On a des membres qui font les deux types d’investissement, comme le Fonds de solidarité de la FTQ qui fait du capital de risque, mais aussi de l’investissement à long terme.

L’an dernier, les firmes de capital de risque ont réalisé 620 transactions, qui ont représenté 3,8 milliards, alors que les sociétés d’investissements privés ont réalisé 599 transactions, qui ont totalisé 22 milliards.

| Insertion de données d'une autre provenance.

PR #660, opened 2021-12-19
Change alive and healthcheck status code to 200

gigilibala:
Currently these two APIs return status code 204 (no content), which is
fine but it doesn't play well with systems that require status code 200
for healthcheck and alive APIs. One of these is Kubernetes Ingress. The
Ingress by default (and cannot be changed) expects the status for
HTTP(s) healthcheck API be 200. This commit allows the deployment
service be configured behind an Ingress.

Changelog: Commit

Signed-off-by: Amin Hassani <ahassani@nuro.ai>

### DIFF
--- a/api/http/api_deployments.go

Les deux types de sociétés d’investissement ont chacun leur rôle à jouer, mais on a l’impression que le capital de risque ne vise qu’à investir dans une entreprise dans l’espoir qu’elle soit vendue le plus tôt possible. Ce n’est pas un peu dommage que l’on ne soit pas plus patient ?

C’est un fait. Plus de 70 % des investissements en capital de risque sont réalisés dans des entreprises technologiques, principalement en technologies de l’information et en intelligence artificielle.

Il arrive souvent qu’une entreprise soit forcée de vendre parce qu’elle est arrivée au terme de son processus de développement et c’est alors plus avantageux pour elle de le faire.

Mais ce qu’on oublie souvent, c’est que les entrepreneurs qui vendent vont souvent créer une nouvelle société et que les gens qui travaillent dans ces entreprises développent une expertise très recherchée. Tout ça nourrit un écosystème d’innovation.

Moi, je me suis donné comme mandat de mieux faire connaître les firmes de capital d’investissement privé. Elles arrivent souvent dans des entreprises qui sont en fin de cycle de vie.

Non seulement elles investissent du capital, mais elles accompagnent aussi les entrepreneurs dans leur cheminement en leur assurant des conseils stratégiques.

Prenez l’exemple de l’investissement qu’a réalisé Novacap dans Bestar, le fabricant de meubles de Lac-Mégantic. Lorsque Novacap est arrivée, Bestar avait 135 employés et ils sont maintenant plus de 225. L’entreprise connaît une deuxième vie.

Et le plus beau là-dedans, c’est que les firmes de capital d’investissement sont partout, dans toutes les régions du Québec ; elles viennent appuyer des entreprises qui sont essentielles pour la vitalité économique des régions.

L’Association canadienne du capital de risque et d’investissement a toujours soutenu le Fonds de solidarité de la FTQ et les crédits d’impôt à l’investissement dont il profitait lorsque le gouvernement Harper a décidé de les abolir. Pourquoi la CVCA était-elle tant en faveur des privilèges fiscaux du Fonds ?

On avait une position très ferme en faveur du maintien des crédits d’impôt parce que le Fonds de solidarité de la FTQ est un joueur important dans l’industrie du capital de risque au Canada. Le Fonds est très impliqué dans l’écosystème canadien en investissant dans des fonds de partout au Canada.

En 10 ans, le Fonds a investi 2,1 milliards en capital de risque, dont 1,1 milliard directement dans des entreprises et 1 milliard dans les fonds spécialisés, dont Teralys au Québec, mais aussi Lumira basé à Toronto. On va toujours défendre cette position.